> _What is needed_:
Copy out all of the data below exactly, so that no word differs from the original.

> _Stored data_:

PR #565, opened 2016-12-28
Delete requirements.txt

ignatenkobrain:


Byron:
I am not sure what to think of this PR if you don't provide any motivation.
As all tests fail as well, so apparently more work is needed to get a merge.

Byron:
I am closing this PR as there was no reply in 3 months. If @yarikoptic sees value though, please let me know and we figure something out.

yarikoptic:
that is ok with me -- no immediate need/desires ;)

PR #278, opened 2021-04-11
Fix MyPets compatibility Ride Mobs

Euphillya:


katekerllenevich:
this is redundant, as `entity.hasRider()` checks `rider != null`

Euphillya:
Theoretically this is the case but with the check of the rider != null, console spam does not exist anymore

> _Exercise solution_:
PR #565, opened 2016-12-28
Delete requirements.txt

ignatenkobrain:


Byron:
I am not sure what to think of this PR if you don't provide any motivation.
As all tests fail as well, so apparently more work is needed to get a merge.

Byron:
I am closing this PR as there was no reply in 3 months. If @yarikoptic sees value though, please let me know and we figure something out.

yarikoptic:
that is ok with me -- no immediate need/desires ;)

PR #278, opened 2021-04-11
Fix MyPets compatibility Ride Mobs

Euphillya:


katekerllenevich:
this is redundant, as `entity.hasRider()` checks `rider != null`

Euphillya:
Theoretically this is the case but with the check of the rider != null, console spam does not exist anymore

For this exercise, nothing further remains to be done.